ダブリン出身。外交官となりイギリス政府によってコンゴ自由国へ視察に赴き、そこで行なわれている暴虐を報告した。彼の報告書は、イギリス外相の前文を添えて各国政府に送付され、国際問題へと発展した。その後、リオ・デ・ジャネイロ駐在総領事となり、プトゥマーヨ河で発生した原住民虐殺事件の調査を命じられ、その地域で行なわれたゴム業者による原住民への搾取と虐待を報告した。1912年に辞職する。第一次世界大戦中の1916年、アイルランド義勇軍がイースター蜂起に使う武器を調達するため、ドイツ帝国のベルリンに渡ったが、帰国時に逮捕された。反逆罪とスパイ活動の罪により、ロンドンで絞首刑となった。
<以上、引用終わり>

補注 イースター蜂起 ウィキペディアによると・・・
イースター蜂起(イースターほうき、英語:Easter Rising、アイルランド語:Éirí Amach na Cásca)は、1916年の復活祭(イースター)週間にアイルランドで起きた武装蜂起である。日本では復活祭蜂起とも呼ばれる。この蜂起はイギリスの支配を終わらせ、アイルランド共和国を樹立する目的でアイルランド共和主義者たちが引き起こしたものである。1798年の反乱以降にアイルランドで起きた最大の反乱であった。
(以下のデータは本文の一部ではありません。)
Issue #274, opened 2020-03-17
Sign a message or tx silently w/o asking for a password for X period of time.


siman:
There should be an option to sign a message or tx silently w/o asking for a password for X period of time. At least this could be implemented per browser tab session: tab open -> session started -> ask for a password once -> /* ... don't ask a password for other txs during this session ... */ -> tab closed -> session stoped.

## Use case

A user has unread notifications with a counter on Subsocial. When a user goes to the "Notifications" page, we need to send a query to backend (with Postgres) to mark all notifications as read and set unread count to `0`. Much like on Twitter.

This means that we need to sign a message on behalf of a current account that he/she wants to mark all unread notifications as read.

Showing extension modal and asking a current user to sign a message just when the user goes to the "Notifications" page doesn't sound like a good UX at all.

Issue #275, opened 2020-03-17
Don't ask confirmation for a certain set of extrinsics per chain


siman:
## Use case

At Subsocial there are social extrinsics: Comment a post, Upvote/Downvote a post or comment.
This should be relatively cheap or free txs and it would be a good UX to not bother users with a confirmation modal for such kind of txs.

## Proposal

If there was a way to specify a set of extrinsics per chain that doesn't require a confirmation - this would be cool and would help UX of the dapps in general!

## UPD

So if there was a way for a dapp to tell through the extension to a user:
Would you like that we will not ask you a confirmation for these set of extrinsics?
[ ] palletX.extrinsicA
[ ] palletY.extrinsicB
...
[ ] palletZ.extrinsicC
[ ] Yes to all

jacogr:
Will have to think through this - no asking the user to unlock (after initial) as per https://github.com/polkadot-js/extension/issues/274 (message, app, chain) is really good. However doing things without the use knowing is probably not a direction we just want to stumble into.

So in #274 we can greatly smooth the process, but not convinced we want to take control away.

siman:
Added this to the description:

So if there was a way for a dapp to tell through the extension to a user:
Would you like that we will not ask you a confirmation for these set of extrinsics?
[ ] palletX.extrinsicA
[ ] palletY.extrinsicB
...
[ ] palletZ.extrinsicC
[ ] Yes to all

siman:
These settings can be stored per browser + per account.
Dapp is proposing a set of `[pallet + extrinsi]+` to the extension.
And if a user click OK or some checkboxes, ext. just remembers the choices in local storage?

siman:
@Tbaut added my recent thoughts from our conversation

jacogr:
I am not open to this at all - have done this is an Ethereum app, and it was unusable. The complexity is too high for the user to make any sense and right calls. 

So this won’t go on.

jacogr:
This issue has been open for 21 days with no activity and is not labelled as an enhancement. It will be closed in 7 days.

siman:
Works be happy to contribute this discussion. This is very needed
functionality. Just ask Subsocial users. Not every blockchain's UX is
transferring tokens once per week. People hate seeing these confirmation
modals even with a checked "Remember me" box

Best regards,
Alex Siman

jacogr:
[...]

PR #421, opened 2020-09-03
Don't ask for the password for 15 minutes

jacogr:
Closes https://github.com/polkadot-js/extension/issues/274

### DIFF
--- a/packages/extension-ui/src/Popup/Signing/Request.tsx
+++ b/packages/extension-ui/src/Popup/Signing/Request.tsx
@@ -43,10 +43,11 @@ export default function Request ({ account: { isExternal }, buttonText, isFirst,
   const [{ hexBytes, payload }, setData] = useState<Data>({ hexBytes: null, payload: null });
   const [error, setError] = useState<string | null>(null);
   const [isBusy, setIsBusy] = useState(false);
-  const [isLocked, setIsLocked] = useState(true);
+  const [isLocked, setIsLocked] = useState<boolean | null>(null);
   const [isSavedPass, setIsSavedPass] = useState(false);
 
   useEffect((): void => {
+    setIsLocked(null);
     !isExternal && isSignLocked(signId)
       .then((isLocked) => setIsLocked(isLocked))
       .catch((error: Error) => console.error(error));
@@ -81,7 +82,7 @@ export default function Request ({ account: { isExternal }, buttonText, isFirst,
     (password: string): Promise<void> => {
       setIsBusy(true);
 
-      return approveSignPassword(signId, password, !!password && isSavedPass)
+      return approveSignPassword(signId, password, !!(password && isSavedPass))
         .then((): void => {
           setIsBusy(false);
           onAction();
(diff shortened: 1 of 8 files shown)


packages/extension-ui/src/Popup/Signing/Request.tsx
```diff
@@ -61,24 +71,70 @@ export default function Request ({ account: { isExternal }, buttonText, isFirst,
...
+    ? (
+      <Unlock
+        buttonText={buttonText}
+        error={error}
+        isBusy={isBusy}
+        onSign={_onSign}
+      >
+        <Checkbox
+          checked={!!isSavedPass}
+          label="Don't ask me again for the next 15 minutes"
```
Tbaut, line 125: Not familiar with the code of the extension (yet). Would it be possible to have this `15` not hard-coded without introducing too much complexity?

Tbaut (approved):
Working well on Firefox!

packages/extension-ui/src/Popup/Signing/Request.tsx
jacogr: The extension is as minimal as possible (and way too complex, just don't get time to fix...). Happy to consider it if people explicitly do ask for it. Since it means -

(a) extending settings to allow you to enter
(b) storing it with the settings
(c) making it available to both UI & background

Initially thought about a dropdown for 1m, 5m, 15m, 30m & 60m, which is less complex than the above, but way too many clicks again. (Although it could default to some sane-ish)

Tbaut: Ah sorry, this is not what I meant.
I meant that this "15" itself is duplicated and harcoded in 2 different placed, although it would have been more generic to export a variable `const DELAY = 15` next to [PASSWORD_EXPIRY](https://github.com/polkadot-js/extension/pull/421/files#diff-037fe702f2f94ba52ce14b32737d9c74R24) and use this "DELAY" in the label.

I'm totally with you on the 15 as a good starting point, a dropdown or anythibg else would be too heavy visually.

siman:
This is really a good one for UX of the dapps! ❤️

packages/extension-ui/src/Popup/Signing/Request.tsx
siman: I vote for multiple options. If you don't want dropdowns, then what about chips? Like:
[ 15 mins ] [ 30 mins ] [ 60 mins ]

jacogr:
Sorry it took so long... not having this functionality is actually driving me up the wall currently as an active user...

siman:
Another UX must-have feature is: Don't ask confirmation for this list of dispatchable methods in a form of `${moduleName}.${txName}`. A dapp on connection request could ask if a user is ok if they will not be asked for a password for this list of tx methods.

jacogr:
See #275 (& #274) - at this point, not convinced on either. Both add a lot of complexity (and have done exactly his before with whitelisting on Ethereum. I have not closed either, so it is not off the table, but it is not something that will be taken lightly since it add a large maintenance and UX burden.)

Anyway, this PR is close, so done and dusted, any conversation of related functionality needs to go into their respective issues, cannot keep on following dead merged PRs.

蜂起はアイルランド共和主義同盟(IRB)の軍事部門によって組織され、復活祭週月曜日の4月24日から30日まで続いた。教師であり弁護士のパトリック・ピアースに率いられたアイルランド義勇軍、ジェームズ・コノリーに率いられたアイルランド市民軍、200人の女性連盟(Cumann na mBan)がダブリンの主要部を占拠して、アイルランド共和国の英国からの独立を宣言した。アイルランドの他の地域でも幾つかの行動が起こされたが、アッシュボーン兵舎(ミース州)への襲撃以外は小規模なものであった。
蜂起は7日間の戦闘の後に鎮圧され、指導者たちは軍法会議にかけられて処刑されたが、共和主義者の武力闘争主義をアイルランド政治の中核に置くことに成功した。1918年の英国議会総選挙(アイルランド島全土での最後の英国議会選挙)で、ウェストミンスターへの登院拒否と独立を標榜する共和主義者は105議席中73議席を得た。これは蜂起から2年足らずで起こったことである。1919年1月、この時まだ獄中にあった蜂起の生き残りを含むシン・フェイン党の国会議員は第一回アイルランド国民議会(First Dáil)を開催し、アイルランド共和国の樹立を宣言した。英国政府は新たに宣言された国家の承認を拒否し、アイルランド独立戦争へ突入することになる。
・・・(中略)・・・
・・これとは別にロジャー・ケースメントが1914年からドイツに滞在して義勇軍の代表として交渉を続けていた。ケースメントはIRBのメンバーではなく、IRBの義勇軍への浸透に全く気付いていなかった[19]。ケースメントの目的はドイツの収容所にいるアイルランド人捕虜によって旅団を編成し英軍と戦うことであり[20]、また貧弱な武装の義勇軍のためにドイツから武器を調達することも目的であった。前者は成功せず、また彼がドイツからの支援をとり付けた銃器の数は期待を下回るものであった。・・・(中略)・・・マクニールはショーン・マクディアマダから、IRBがロジャー・ケースメントとともに手配したドイツの武器の船荷が近いうちにケリー州に陸揚げされると明かされた時に何らかの行動が差し迫っていると確信させられた。彼はこのような船荷が当局に摘発されれば、義勇軍は弾圧されることになり、必然的に義勇軍は自衛行動に出ざるを得なくなることは疑いないと思った[23] 。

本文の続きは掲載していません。